▸ Try it
From the entries below, return exactly the lines beginning at the one that contains "You can do a" and ending at the one that contains "solution you'd like**", both of them included, and only those lines.
--------------------
PR #3375, opened 2019-10-10
Pass stock location to inventory unit factory

pelargir:
**Description**
When building fulfilled stock packages in specs using the stock package factory, this passes the given transient stock location to the inventory units that get built. This prevents the inventory unit factory from building unique stock locations for each inventory unit that gets built, and ensures that the stock package is using the same stock location as the inventory units it contains.

**Checklist:**


pelargir:
Rebased from master.

pelargir:
The build is now passing. What else needs to happen before this PR can be merged?

kennyadsl:
Thank you!

PR #3377, opened 2019-10-10
Add initial value to reduce function for tab widths

fastjames:
**Description**
When calculating total tab width, we recently saw a case where there
were no tabs and thus no IV for reduce. This adds a default starting
value of 0 which prevents a js exception in that case. I checked the rest of the js and found no other occurrences of a `reduce` call without an initial value.

**Checklist:**


fastjames:
Edited desc to be clear: I have not added tests to this for two reasons:

1. The addition of a default initial value of 0 for a summation function seems pretty obvious
2. I didn't see much if any existing test code for javascript in this area, so I would have to start from scratch

spaghetticode:
@fastjames can you please rebase with master, so we get a green CI? thank you 🙏

fastjames:
Rebased and force-pushed.

Issue #3374, opened 2019-10-10
Sprockets 4 compatibility


kennyadsl:
Sprockets 4 requires a configuration manifest file to be created in the application. This is fine for new stores but it's not working with our DummyApp at the moment since it is an in-memory application, and not a real application on the filesystem, like most engines do in `spec/dummy` with `rake test_app`.

At the moment, [Sprockets 4 is not able to allow setting a custom location](https://github.com/rails/sprockets-rails/issues/369) for this configuration manifest file and it is looking for our manifest in `spec/dummy/app/assets/config/manifest.js`, which does not exist. Spec fails consequently.

I'm trying to propose a change to sprockets-rails that allows setting a custom location for the manifest with [this PR](https://github.com/rails/sprockets-rails/pull/446), even because there's a Rails config named `config.assets.manifest`, which I think is only used for this reason, but I'm not super sure since I can't find a lot of documentation around.

The only alternative solution I can think about is locking Sprockets to 3.x on all the currently supported Solidus versions.

elia:
Fixed by #3379

PR #3378, opened 2019-10-11
Lock Sprockets to v3.x

spaghetticode:
**Description**

Ref https://github.com/solidusio/solidus/issues/3374

This is a temporary fix that will allow master to be green again (so we can continue working on PRs) while we wait for https://github.com/rails/sprockets-rails/pull/446 to be merged (or some other working solution).
    
**Checklist:**

### DIFF
--- a/Gemfile
+++ b/Gemfile
@@ -8,6 +8,11 @@ group :backend, :frontend, :core, :api do
   rails_version = ENV['RAILS_VERSION'] || '~> 6.0.0'
   gem 'rails', rails_version, require: false
 
+  # Temporarily locking sprockets to v3.x
+  # see https://github.com/solidusio/solidus/issues/3374
+  # and https://github.com/rails/sprockets-rails/issues/369
+  gem 'sprockets', '~> 3'
+
   platforms :ruby do
     case ENV['DB']
     when /mysql/


Gemfile
```diff
@@ -8,6 +8,13 @@ group :backend, :frontend, :core, :api do
   rails_version = ENV['RAILS_VERSION'] || '~> 6.0.0'
   gem 'rails', rails_version, require: false
 
+  if ENV['CIRCLE_TEST_REPORTS']
```
cedum: Just curious about `CIRCLE_TEST_REPORTS` var: why not using one of the built-in env flags: https://circleci.com/docs/2.0/env-vars/#built-in-environment-variables ? 🤔(`CI` or `CIRCLECI`, both booleans).

spaghetticode: I didn't know exactly what env variables were set in circleCi by default, so I went with one that's explicitly set in the file [circle.yml](https://github.com/solidusio/solidus/blob/master/.circleci/config.yml)

After looking at the list I think the best candidate is `CI`, wdyt?

cedum: Agree 👍 I usually see `ENV['CI']` used in these cases

kennyadsl:
@spaghetticode I'd lock it anyway (not on CI only), we have this failure even running tests locally and on extensions due to this issue.

spaghetticode:
@kennyadsl locally one can use `CI=true bundle exec rake`, while (most of) extensions use circleCI already, so I guess the problem may be minimal. I was trying to avoid possible issues to people already on Sprockets 4, but maybe scenario actually does not exist 🤔 
Also, consistency is a valuable thing, so I'm chaging this to lock the gem everywhere. If somebody shows some concerns then I can change it again before merging.
.

kennyadsl:
@spaghetticode can you please rebase against upstream master to have Rails 5.1 specs out of the required checks?

spaghetticode:
@kennyadsl it's already updated. I removed the requirements for Rails 5.1 branches by updating github configuration. PR is now ready to merge.

Schermata 2019-10-11 alle 14 37 48

Issue #3363, opened 2019-10-03
Add tooltips on calculators in the admin panel


kennyadsl:
Currently what calculators do is not clear in our admin panel. I think we could easily add a tooltip when calculators are displayed to tell users how to use them. It's quite easy to get some text for them since we have calculators well described in our Guides:

- https://guides.solidus.io/developers/calculators/promotion-calculators.html#promotion-calculators
- https://guides.solidus.io/developers/calculators/shipping-calculators.html#shipping-calculators
- https://guides.solidus.io/developers/calculators/tax-calculator.html#tax-calculator

octoxan:
I'll jump on this tonight or tomorrow night.

seand7565:
Looks like this one has been solved by #3382 - can we close this?

PR #3382, opened 2019-10-15
Add tooltips to admin calculators

codykaup:
**Description**

This change adds tooltips for some calculators in the admin panel. I tried to create some basic text based on the guides so they can easily be changed in the future. If you have further ideas on what these should say, I'm all ears!!

_Side Note_: Since this is just changing a small piece of the frontend view, I wasn't totally sure on tests as there's no real extra functionality. As always, if you feel there should be some, don't hesitate to let me know!

This PR is in reference to: issue #3363

Thanks in advance!

**Quick view of how these look**

Screen Shot 2019-10-14 at 9 05 04 PM
Screen Shot 2019-10-14 at 9 04 01 PM
Screen Shot 2019-10-14 at 9 03 40 PM

**Checklist:**

### DIFF
--- a/backend/app/views/spree/admin/shared/_calculator_fields.html.erb
+++ b/backend/app/views/spree/admin/shared/_calculator_fields.html.erb
@@ -4,6 +4,11 @@
   <div id="preference-settings">
     <div class="field">
       <%= f.label(:calculator_type, Spree::Calculator.model_name.human) %>
+
+      <% if local_assigns.has_key? :hint %>
+        <%= admin_hint t("spree.#{hint}"), t(hint, scope: [:spree, :hints, "spree/calculator"]) %>
+      <% end %>
+
       <%= f.select(:calculator_type, @calculators.map { |c| [c.description, c.name] }, {}, {class: 'custom-select fullwidth js-calculator-type'}) %>
     </div>
 
--- a/backend/app/views/spree/admin/promotions/_actions.html.erb
+++ b/backend/app/views/spree/admin/promotions/_actions.html.erb
@@ -7,6 +7,7 @@
       <% if can?(:update, @promotion) %>
         <div class="field">
           <%= label_tag :action_type, t('spree.adjustment_type')%>
+          <%= admin_hint t('spree.adjustment_type'), t(:promotions, scope: [:spree, :hints, "spree/calculator"]) %>
           <%= select_tag 'action_type', options, include_blank: t(:choose_promotion_action, scope: 'spree'), class: 'custom-select fullwidth' %>
         </div>
         <div class="filter-actions actions">
--- a/backend/app/views/spree/admin/shipping_methods/_form.html.erb
+++ b/backend/app/views/spree/admin/shipping_methods/_form.html.erb
@@ -100,7 +100,7 @@
   </div>
   <div class="col-5">
     <div data-hook="admin_shipping_method_form_calculator_fields">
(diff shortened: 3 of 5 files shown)


backend/app/views/spree/admin/shared/_calculator_fields.html.erb
```diff
@@ -4,6 +4,7 @@
   <div id="preference-settings">
     <div class="field">
       <%= f.label(:calculator_type, Spree::Calculator.model_name.human) %>
+      <%= admin_hint t("spree.#{@calculator_type}"), t(@calculator_type, scope: [:spree, :hints, "spree/calculator"]) %>
```
codykaup: I couldn't find a great way to grab the parent module of the calculator without it getting hacky so I figured an instance method in the controller would be a decent alternative!

kennyadsl:
Hey @codykaup, thanks a lot for the PR. I think this issue was more to explain what every single calculator does, rather than the generic calculator type. Anyway, I think this is still an improvement, and I'd like to go ahead.

What about passing the tooltip content as a partial variable from the outside, for example [here](https://github.com/solidusio/solidus/blob/b5016ebb2d873123866e1be0aa6446abc2146d43/backend/app/views/spree/admin/shipping_methods/_form.html.erb#L103), so we don't have to set the instance variable in the controller? This variable could be optional so, when we need to call the partial without the tooltip, we can still do that. What do you think?

codykaup:
> Hey @codykaup, thanks a lot for the PR. I think this issue was more to explain what every single calculator does, rather than the generic calculator type. Anyway, I think this is still an improvement, and I'd like to go ahead.
> 
> What about passing the tooltip content as a partial variable from the outside, for example [here](https://github.com/solidusio/solidus/blob/b5016ebb2d873123866e1be0aa6446abc2146d43/backend/app/views/spree/admin/shipping_methods/_form.html.erb#L103), so we don't have to set the instance variable in the controller? This variable could be optional so, when we need to call the partial without the tooltip, we can still do that. What do you think?

Definitely not a bad idea. Do you have a suggestion that would prevent hardcoding the calculator names?

Right now, I'm assuming it would be a new partial that defaults to `base_controller` unless supplied like promotions:
```
<%= admin_hint t('spree.adjustment_type'), t(:promotions, scope: [:spree, :hints, "spree/calculator"]), locals: { calculator: "promotions" } %>
```

kennyadsl:
I mean more something like adding the hint we want to show where we call the partial:

```erb
<%= render partial: 'spree/admin/shared/calculator_fields', locals: { f: f, hint: : shipping_methods } %>
```

and into that partial:

```erb
<% if local_assigns.has_key? :hint %>
  <%= admin_hint t("spree.#{hint}"), t(hint, scope: [:spree, :hints, "spree/calculator"]) %>
<% end %>
```

WDYT?

codykaup:
> I mean more something like adding the hint we want to show where we call the partial:
> 
> ```
> <%= render partial: 'spree/admin/shared/calculator_fields', locals: { f: f, hint: : shipping_methods } %>
> ```
> 
> and into that partial:
> 
> ```
> <% if local_assigns.has_key? :hint %>
>   <%= admin_hint t("spree.#{hint}"), t(hint, scope: [:spree, :hints, "spree/calculator"]) %>
> <% end %>
> ```
> 
> WDYT?

I like that idea a lot. It's essentially the same concept without including an instance variable. I just updated my commit to the new version and it works the exact same!

codykaup:
Hey @kennyadsl, not sure if you saw or not but the PR has been updated! 🎉

PR #3388, opened 2019-10-22
Fix deprecation message for Spree::CreditCard

spaghetticode:
**Description**

Deprecation message on `CreditCard#default` is a bit misleading, as it
prints out `CreditCard.default` but it's referencing an instance method
not a class method.

**Checklist:**

### DIFF
--- a/core/app/models/spree/credit_card.rb
+++ b/core/app/models/spree/credit_card.rb
@@ -47,13 +47,13 @@ module Spree
     }.freeze
 
     def default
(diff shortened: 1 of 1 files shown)


spaghetticode:
@jacobherrington I think this is probably an isolated case, caused by cut & paste from the deprecation of the class method just a few lines above:

```ruby
    def self.default
      Spree::Deprecation.warn("CreditCard.default is deprecated. Please use Spree::Wallet instead.")
      joins(:wallet_payment_sources).where(spree_wallet_payment_sources: { default: true })
    end
```

PR #3389, opened 2019-10-23
Reload product before assigning images to variants

### LINKED ISSUE #2978: Rake task for seeding sandbox app aborted
### Steps to reproduce

* Run `DB=postgresql bundle exec rake sandbox` on your Solidus source folder

### Expected behavior

* Sandbox app should be created without errors

### Actual behavior

* The following error raises:

`NoMethodError: undefined method 'downcase' for nil:NilClass`

And the sandbox's front-end looks like this:

image

### System configuration

* Latest master revision (318ff36)

**Extensions in use**:

* `solidus_auth_devise`

JDutil:
**Description**

While this doesn't actually fix the underlying problem as I wasn't able to determine what it was these changes appear to fix the flakiness of the sample loading (in my dev environment anyways).

This change adds a reload to products before assigning their variant images on the sample seeds loading. 

It also implements a couple minor rubocop and performance improvements noticed while troubleshooting the issue.

* Adds include statements to improve asset sample file performance, which also fixed option value lookup for the `solidus_tshirt` & `solidus_long` products. 
* Unfortunately the include statements just moved the bug to the `solidus_girly` product, but adding a `reload` before the variant lookup which fixed all three products works as a hack to fix the issue.
* Fixes Rubocop guard clause warnings
* Removes unused option value loading

Fixes #2978 

**Checklist:**

### DIFF
--- a/sample/db/samples/assets.rb
+++ b/sample/db/samples/assets.rb
@@ -128,7 +128,7 @@ products[:solidus_long].variants.each do |variant|
   end
 end
 
-products[:solidus_girly].variants.each do |variant|
+products[:solidus_girly].reload.variants.each do |variant|
   color = variant.option_value("tshirt-color").downcase
   main_image = image("solidus_girly_#{color}", "png")
   File.open(main_image) do |f|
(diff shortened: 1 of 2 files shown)


kennyadsl:
@JDutil I think failures will be fixed rebasing against master, thanks!

Issue #3481, opened 2020-01-21
Spree::Event Support regex/wildcard


skukx:
**Is your feature request related to a problem? Please describe.**

Right now it is not possible to subscribe to all spree events:

```ruby

Spree::Event.subscribe('*') { Analytics.report(event) }

# Or

Spree::Event.subscribe(/.*/) { |event| Analytics.report(event) }
```

You can do a workaround and go directly through `ActiveSupport::Notifications` or whatever the interface but should probably be supported through spree events.

**Describe the solution you'd like**

The wildcard is going to specific to the adapter being used so whatever the final name becomes will need to be parsed at the adapter level.

For example: In order to match multiple events with `ActiveSupport::Notifications`, a regex object is required. However with `Redis`, a string is sufficient.

Redis: `'*.spree'`
Rails: `/.*\.spree$/`

**Additional context**

skukx:
One of the obstacles I'm noticing with this is the [`Spree::Event.name_with_suffix`](https://github.com/solidusio/solidus/blob/master/core/lib/spree/event.rb#L109-L111) method.

The method checks to see if the suffix is already contained, if it isn't then appends the suffix.

However when looking at a regexp object, this gets messy to if the suffix is included in the regexp.

Is it ok to exclude the suffix and expect users to include it in their regexp?

skukx:
## Option 1
```ruby
module Spree::Event
    # ...

    # Resolve Event Name with suffix
    #
    # @param [String, Regexp] name The event name
    # @return [String, Regexp]
    #
    # @example Get name with suffix
    #   self.name_with_suffix('foo')
    #   #=> 'foo.spree'
    #
    # @example Get name with included suffix
    #   self.name_with_suffix('foo.spree')
    #   #=> 'foo.spree'
    #
    # @example Get name with suffix using regexp
    #   self.name_with_suffix(/foo/)
    #   #=> /foo\.spree$/
    #
    # @example When using regexp, don't include the suffix
    #   self.name_with_suffix(/foo\.spree$/)
    #   #=> /foo\.spree$\.spree$/
    #
    def name_with_suffix(name)
      if name.is_a?(Regexp)
        return Regexp.new(name.source + suffix_as_regexp.source)
      end

      name.end_with?(suffix) ? name : [name, suffix].join
    end

    def suffix_as_regexp
      /#{Regexp.quote(suffix)}$/
    end

    # ...
end
```

skukx:
## Option 2

Move logic to adapter

[...]

PR #3512, opened 2020-02-13
Allow multiple events subscription with regexp

spaghetticode:
Ref https://github.com/solidusio/solidus/issues/3481

`Spree::Event` events can now be subscribed also using regexp event names, when using the default  ActiveSupportNotification adapter.
As ActiveSupportNotification can manage regexp when subscribing to events, it makes sense to allow `Spree::Event` to leverage this feature.

Every specific adapter can decide independently their supported event name types. 

**Checklist:**

### DIFF
--- a/core/lib/spree/event/adapters/active_support_notifications.rb
+++ b/core/lib/spree/event/adapters/active_support_notifications.rb
@@ -4,6 +4,8 @@ module Spree
   module Event
     module Adapters
       module ActiveSupportNotifications
+        class InvalidEventNameType < StandardError; end
+
         extend self
 
         def fire(event_name, opts)
@@ -31,11 +33,25 @@ module Spree
         end
 
         # Normalizes the event name according to this specific adapter rules.
-        # @param [String, Symbol] event_name the event name, with or without the
-        #   .spree" suffix)
+        #  When the event name is a string or a symbol, if the suffix is missing, then
+        #  it is added automatically.
+        #  When the event name is a regexp, due to the huge variability of regexps, adding
+        #  or not the suffix is developer's responsibility (if you don't, you will subscribe
+        #  to all internal rails events as well).
+        #  When the event type is not supported, an error is raised.
+        #
+        # @param [String, Symbol, Regexp] event_name the event name, with or without the
+        #  suffix (Spree::Config.events.suffix defaults to `.spree`).
         def normalize_name(event_name)
-          name = event_name.to_s
-          name.end_with?(suffix) ? name : [name, suffix].join
+          case event_name
+          when Regexp
+            event_name
+          when String, Symbol
+            name = event_name.to_s
+            name.end_with?(suffix) ? name : [name, suffix].join
+          else
+            raise InvalidEventNameType, "Invalid event name type: #{event_name.class}"
+          end
         end
 
         # The suffix used for namespacing event names, defaults to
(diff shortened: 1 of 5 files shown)


core/lib/spree/event/adapters/active_support_notifications.rb
```diff
@@ -29,6 +31,17 @@ def listeners_for(names)
             memo[name] = listeners if listeners.present?
           end
         end
+
+        def name_with_suffix(name, suffix)
+          case name
+          when String
+            name.end_with?(suffix) ? name : [name, suffix].join
+          when Regexp
+            Regexp.new("#{name}#{Regexp.escape(suffix)}$")
```
skukx: We should let it be known that different behavior can happen based on the type here:

For example:
```ruby
name_with_suffix('order_finalized.spree', 'spree')
#=> 'order_finalized.spree'

# But this differs if regex is used

name_with_suffix(/order_finalized\.spree/, 'spree')
#=> /order_finalized\.spree\.spree$/
```

The method tries to check if spree is included in the string case. if it isn't then adds it.
However in the case of regexp, adds it no matter what.

skukx: Would it be best to deprecate the explicit inclusion of `suffix` in the event name and always append it in `name_with_suffix`?

spaghetticode: > We should let it be known that different behavior can happen based on the type

Sure. 
BTW I think the different behavior for String and Regexp event names is not much of a real problem, `String` and `Regexp` are different things, so some different behavior can be tolerated IMO.

>Would it be best to deprecate the explicit inclusion of suffix in the event name and always append it in name_with_suffix?

mmm not sure I understand what you mean here, can you explain with more detail?

skukx: Sorry for the confusion, what I mean is instead of conditionally appeneding the suffix, we always append the suffix.

```ruby
# Conditional
name_with_suffix('my_event.spree')
#=> 'my_event.spree'
```

Changes to:

```ruby
# Always
name_with_suffic('my_event.spree')
#=> 'my_event.spree.spree'
```

This would allow the same behaviour to occur for both types passed in since it is expected that spree will be appended always.

I'm ok with the current code as is though, so this is just for discussion

spaghetticode: Thanks for the clarification. I think both approaches have merits, but I am rather undecided about which one is better.  Maybe somebody has more strong opinions on this, but IMO it does not change really much in the end.

kennyadsl: I also don't like that the behavior is different if you pass different things to this method. I prefer to make it explicit by not calling `name_with_suffix` at all if a regex is passed + changing YARD documentation for the `subscribe` method and the guides' text explaining how to use this feature.

spaghetticode:
While working on this PR I noticed the illogic situation exposed in https://github.com/solidusio/solidus/pull/3519. I think that PR needs attention and to be merged before this one.

core/spec/lib/spree/event/adapters/active_support_notifications_spec.rb
```diff
@@ -17,6 +17,22 @@ module Adapters
...
             end
           end
+
+         context "when event name is a regexp" do
+            let(:event_name) { /.*/ }
+
+            it "never changes the regexp" do
+              expect(subject).to eq event_name
+            end
+          end
```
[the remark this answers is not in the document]
spaghetticode: They're now aligned. Hound didn't notice the change.

core/lib/spree/event/adapters/active_support_notifications.rb
kennyadsl: See https://github.com/solidusio/solidus/pull/3519 for resolution of this comment.

PR #3513, opened 2020-02-13
Memoize Spree::User#wallet method

AlessioRocco:
**Description**

We are already using memoization on some `Spree::Order` methods:

- https://github.com/solidusio/solidus/blob/master/core/app/models/spree/order.rb#L263-L265
- https://github.com/solidusio/solidus/blob/master/core/app/models/spree/order.rb#L294-L296
- https://github.com/solidusio/solidus/blob/master/core/app/models/spree/order.rb#L298-L300
- https://github.com/solidusio/solidus/blob/master/core/app/models/spree/order.rb#L302-L304

and `Spree::User#wallet` seems a good candidate to memoize.
 
Without memoization every time someone calls this method a new instance of `Spree::Wallet` is created but I think we should interact ever with the same instance, It seems logical to me that a user has just one wallet, this way the code reflect the reality and It also improves performance and memory usage.

**Checklist:**

### DIFF
--- a/core/app/models/concerns/spree/user_methods.rb
+++ b/core/app/models/concerns/spree/user_methods.rb
@@ -39,7 +39,7 @@ module Spree
     end
 
     def wallet
-      Spree::Wallet.new(self)
+      @wallet ||= Spree::Wallet.new(self)
     end
 
     # has_spree_role? simply needs to return true or false whether a user has a role or not.


kennyadsl:
@AlessioRocco I don't get why this is legit, can you expand a little bit more. Also, it would be helpful to understand what's wrong with the current version.

AlessioRocco:
@kennyadsl I've updated the description to better explain because I did this change.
--------------------
▸ Exercise solution
You can do a workaround and go directly through `ActiveSupport::Notifications` or whatever the interface but should probably be supported through spree events.

**Describe the solution you'd like**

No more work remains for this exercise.